An introduction to incompressible Navier-Stokes equations
1. Temam, Roger Navier-Stokes equations. Theory and numerical analysis. Reprint of the 1984 edition. AMS Chelsea Publishing, Providence, RI,2001.
2. Seregin, Gregory Lecture notes on regularity theory for the Navier-Stokes equations. World Scientific Publishing Co. Pte. Ltd., Hackensack, NJ, 2015.
3. Galdi, G. P. An introduction to the mathematical theory of the Navier-Stokes equations. Steady-state problems. Second edition. Springer Monographs in Mathematics. Springer, New York, 2011.
640:517 or permission from instructor
In this course we will introduce some results on incompressible Navier-Stokes equations.
The material being presented will be as follows.
For some parts, detailed proofs will be given, while for some other parts outlines of proofs will be given.
One main objective is to discuss interesting open problems in stationary incompressible Navier-Stokes equations (some of them are perhaps doable)

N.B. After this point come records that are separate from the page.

PR #1158, opened 2024-09-24
Add additional cache control headers to prevent client flickers, and unnecessary content re-validation

brianathere:
…


mechanical-turk (commented):
@brianathere immutable makes sense. i had to look up stale-while-validate. it seems like we need to set a duration on this directive, e.g:

Cache-Control: max-age=600, stale-while-revalidate=300

brianathere:
> @brianathere immutable makes sense. i had to look up stale-while-validate. it seems like we need to set a duration on this directive, e.g:
> 
> Cache-Control: max-age=600, stale-while-revalidate=300

Good catch. I don't know how to reason about this. I want the client to not flicker when I come back, but to update when something new is found.

mechanical-turk:
@brianathere i think the duration on the cache-while-validate directive sets the time frame for when it's okay to display stale content. 

So max-age determines when the content becomes stale, and cache-while-validate determines when we can no longer serve stale content and must force a fresh load.

brianathere:
> @brianathere i think the duration on the stale-while-validate directive sets the time frame for when it's okay to display stale content.
> 
> So max-age determines when the content becomes stale, and stale-while-validate determines when we can no longer serve stale content and must force a fresh load.
> 
> So I'd set a high value for this.
> 
> But I'm also curious about what you mean by flicker.

When the page loads, the browser needs to check if the /user and /space content has changed. What does it render until the 307 comes back? Wihtout this, it renders nothing, then the 307 comes back and it renders the content. WIth this it renders the content, and if the 307 comes back different, it updates the content. That flicker.

packages/stream-metadata/src/routes/spaceMetadata.ts
```diff
@@ -19,8 +19,8 @@ export interface SpaceMetadataResponse {
 }
 
 const CACHE_CONTROL = {
-	200: 'public, max-age=30, s-maxage=3600',
-	307: 'public, max-age=30, s-max-age=3600', // NOTE: this is called when the space uses a different image service than ours, but a client is requesting the image from our service.
+	200: 'public, max-age=30, s-maxage=3600, stale-while-revalidate=3600',
+	307: 'public, max-age=30, s-max-age=3600, stale-while-revalidate=3600', // NOTE: this is called when the space uses a different image service than ours, but a client is requesting the image from our service.
```
texuf, line 23: I don't think these comments are still valid.

PR #1162, opened 2024-09-25
Add commands to node binary to get and set on-chain config

sergekh2:
Also use it to set local and CI on-chain configs


core/cmd/on_chain_config_cmd.go
```diff
@@ -0,0 +1,399 @@
...
+	opts := &bind.CallOpts{
+		Context: ctx,
+	}
+	settings, err := caller.GetConfiguration(opts, crypto.HashSettingName(key))
+	if err != nil {
+		return err
+	}
+
+	if len(settings) == 0 {
+		return RiverError(Err_INTERNAL, "returned seetings are empty")
```
bas-vk, line 105: typo in seetings

core/cmd/on_chain_config_cmd.go
```diff
@@ -0,0 +1,399 @@
...
+	}
+
+	for _, s := range settings {
+		fmt.Printf("block: %d\n", s.BlockNumber)
+		switch valueType {
+		case "":
+			fmt.Printf("%s\n", hex.EncodeToString(s.Value))
+		case "uint":
+			num, err := crypto.ABIDecodeUint64(s.Value)
```
bas-vk, line 114: `crypto.ABIDecodeUint256` supports bigger numbers

core/cmd/on_chain_config_cmd.go
```diff
@@ -0,0 +1,399 @@
...
+		txs = append(txs, tx)
+	}
+
+	for _, tx := range txs {
+		receipt, err := tx.Wait(ctx)
+		if err != nil {
+			return err
+		}
+		if receipt.Status != types.ReceiptStatusSuccessful {
+			return RiverError(Err_INTERNAL, "transaction failed", "tx", receipt.TxHash)
```
bas-vk, line 285: Maybe capture all transaction results and return a summary instead of returning immediately so there is an overview which transaction did fail and which pass.

core/node/crypto/config.go
```diff
@@ -48,6 +48,34 @@ const (
 	XChainBlockchainsConfigKey                      = "xchain.blockchains"
 )
 
+var (
+	knownOnChainSettingKeys map[string]string
+	onceInitKeys            sync.Once
+)
+
+func AllKnownOnChainSettingKeys() map[string]string {
```
bas-vk, line 56: Should we call this from a package init method?

core/cmd/on_chain_config_cmd.go
sergekh2: but there is a max size that can fit in the actual Config struct, I changed types to ABI type names to avoid confusion, they are now generated directly from the struct.

core/node/crypto/config.go
sergekh2: then it will be always initialized, even if unused.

1. Survey and exposition on the existence of solutions to the nonhomogeneous stationary incompressible Navier-Stokes equations in dimension two. This will includes works from some pioneering work of Leray and new developments in the last few years, which includes in particular the solution of the problem in two dimension:
[ Korobkov, Mikhail V.; Pileckas, Konstantin; Russo, Remigio, Solution of Leray's problem for stationary Navier-Stokes equations in plane and axially symmetric spatial domains. Ann. of Math. (2) 181 (2015), no. 2, 769–807.] The problem is dimension three remains open.
2. Exposition on some works on Leray's problem of steady Navier-Stokes flow past a body in the plane. A long standing challenging open problem in this direction will be mentioned.
3. Regularity of solutions of stationary incompressible Navier-Stokes equations in dimension less than 5, partial regularity of stationary Navier-Stokes equations in dimension bigger than 4, existence of regular solution of the stationary Navier-Stokes equations in dimension 5.
4. Existence of weak solutions in three space dimension (Jean Leray) and the existence and smoothness of Navier-Stokes solutions in two space dimension (Ladyzhenskaya).
5. Global existence of solution for Navier-Stokes if the initial data is small in various scale invariant spaces.
6. Partial regularity of weak solutions in three space dimension (Caffarelli-Kohn-Nirenberg, and a simplified proof by Fanghua Lin).
7. L^\infty([0,T], L^3(R^3)) solutions of the Navier-Stokes and backward uniqueness (Escauriaza-Seregin-Sverak).